Exercise directions: Pull every line containing "technically" out of the material below.
Segment Start: Data in this exercise
PR #18, opened 2015-09-04
Enable auto_paginate for Octokit client

### LINKED ISSUE #16: Public Repos (and other collections) only have first 30 results?

parkr:
Fixes #16, replaces #17.

@jarrodparkes Try it now

### DIFF
--- a/lib/jekyll-github-metadata/client.rb
+++ b/lib/jekyll-github-metadata/client.rb
@@ -22,7 +22,7 @@ module Jekyll
           Jekyll.logger.warn "GitHubMetadata:", "No GitHub API authentication could be found." +
             " Some fields may be missing or have incorrect data."
         end
-        Octokit::Client.new(options)
+        Octokit::Client.new({:auto_paginate => true}.merge(options))
       end
 
       def method_missing(meth, *args, &block)


jarrodparkes:
that did it!

jarrodparkes:
might we suggest an option to shut it on/off? or is it possible for me to do that already? (my newbish Ruby) isn't it part of the Gem?

parkr:
This gem is meant to exactly mimic the current github pages metadata feature. It's technically overridable but I want to enforce what GitHub provides :)

jarrodparkes:
<blockquote>It's technically overridable but I want to enforce what GitHub provides :)</blockquote>

With that in mind, how can I override it in my own project (so that you don't have to maintain a separate branch just for me? If this (auto-paginate set to true) can only be set in the Ruby gem, then how can I override it?

Best,
Jarrod

parkr:
> how can I override it in my own project

This, unfortunately, won't be possible. We want it to be one way in all cases! Thanks for spotting the bug though :)

jarrodparkes:
@parkr So what would you suggest as my workaround? Just use another tool/gem?

parkr:
@jarrodparkes If you only want 30, you can limit your loop like this:

```liquid
{% for repo in site.github.repositories limit:30 %}
  <!-- output repo stuff here -->
{% endfor %}
```

PR #19, opened 2015-11-15
Remove build restriction in .travis.yml

Stargator:
There's a restriction in travis that prevents non master branches from triggering a travis build. This causes undo complexity to those that fork the repo and develop a branch to use in the PR.

For instance, I had to create two PRs, one that had the exact change desired and the other that removed the build restriction so I could verify the builds were successful.

### DIFF
--- a/.travis.yml
+++ b/.travis.yml
@@ -5,7 +5,4 @@ rvm:
 script: script/cibuild
 notifications:
   email: false
-branches:
-  only:
-    - master
 sudo: false


parkr:
I have this by default because 2 builds for every PR hinders how quickly we can move. Only build for PR is preferable for development. Once the PR is open, every push will trigger a build. We like to encourage "Work In Progress" PR's and this helps with that. :)

Thanks!

Stargator:
Understood.

PR #29, opened 2016-02-05
Add an integration test & test with github-pages gem

parkr:
- [x] integration test to ensure it all works
- [x] conditionally test with github-pages gem
- [x] use webmock so we don't have to worry about making a network call f'realz

/cc @jekyll/gh-pages


jglovier:
img

PR #35, opened 2016-03-01
Add Repository#url_scheme for the pages URL scheme.

### LINKED ISSUE #33: *.github.com domains should have a HTTPS scheme, not HTTP
Perhaps the repo can have an HTTPS flag, which would look to the CNAME, but could be later expanded to look for other conditions.

To note, `github_repo?` is necessary, but not sufficient, as for example, `choosealicense.com` is not HTTPS.

parkr:
Fixes #33.

/cc @benbalter

### DIFF
--- a/lib/jekyll-github-metadata/repository.rb
+++ b/lib/jekyll-github-metadata/repository.rb
@@ -106,7 +106,7 @@ module Jekyll
         end
       end
 
-      def scheme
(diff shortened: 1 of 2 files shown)


benbalter:
Odd that 1/5 tests failed? Otherwise, LGTM (unless you want to put `scheme` on the repository).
Segment End: Data in this exercise
Written solution:
This gem is meant to exactly mimic the current github pages metadata feature. It's technically overridable but I want to enforce what GitHub provides :)
<blockquote>It's technically overridable but I want to enforce what GitHub provides :)</blockquote>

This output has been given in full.